Linear wavetrains in models of the stratosphere

Abstract

AbstractExperiments with a primitive equation model of the stratosphere and mesosphere are described which investigate the effect on the stratosphere of the growth of localized, stationary forcing in the troposphere. Two basic states are used which are representative of stratospheric flow in early and late winter in the southern hemisphere. Simple mechanistic models are then introduced to examine the wave phenomena which occur during the first 10 days of the experiments when the dynamics are known to be linear.The localized forcing grows to a peak amplitude of 600 gpm and half‐width of 15° of latitude, values typical of the mid‐latitude upper troposphere. Stratospheric travelling waves are excited with phase velocities which are sensitive to the zonal mean winds and to the speed of the switch‐on of the forcing, and wave activity spreads quickly from the localized forcing with a typical vertical group velocity of 10 km d−1. Strong horizontal curvature in the basic states can profoundly affect the vertical and horizontal structures of the wavetrains: mid‐latitude regions of negative northward potential vorticity gradient in the stratosphere (as seen in the southern hemisphere in late winter) lead to the confinement and amplification of waves in high latitudes.
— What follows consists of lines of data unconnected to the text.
PR #430, opened 2016-03-29
Specify significant digits for learner table.

dsjen:
This localizes numbers in the table and adds one decimal point to the problem_attempts_per_completed column.

### DIFF
--- a/analytics_dashboard/static/apps/learners/js/spec/roster-view-spec.js
+++ b/analytics_dashboard/static/apps/learners/js/spec/roster-view-spec.js
@@ -200,6 +200,36 @@ define([
                 .toHaveClass('learner-cell-average');
         });
 
+        it('formats numbers', function () {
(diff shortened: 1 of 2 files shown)


dsjen:
I think tests are going to pass!  @dan-f, please review.

analytics_dashboard/static/apps/learners/js/spec/roster-view-spec.js
```diff
@@ -200,6 +200,36 @@ define([
                 .toHaveClass('learner-cell-average');
         });
 
+        it('formats numbers', function () {
+            var learners = [{
```
dan-f, line 204: Nitpick: I find it a bit easier to read when variable declarations are separated from their assignments in the case that the assignments take up several lines of code.

dan-f:
👍  nice work!

PR #433, opened 2016-04-01
Don't forward headers from Learner Analytics API

dan-f:
@dsjen please review.


dsjen:
:cake: :cactus: :beers:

Three‐dimensional diagnostics of wave activity propagation reveal wave reflections missed by zonally‐averaged EP flux diagnostics.Significant wave reflection and trapping occur on the flow from late winter, eventually producing a steady linear wavetrain with an intense local centre of circulation in the upper stratosphere, the maximum anomaly being ∼1000gpm at 1mb. It is argued that such wavetrains are unrealistic because nonlinear ageostrophic winds drive the dynamics away from any linear steady state.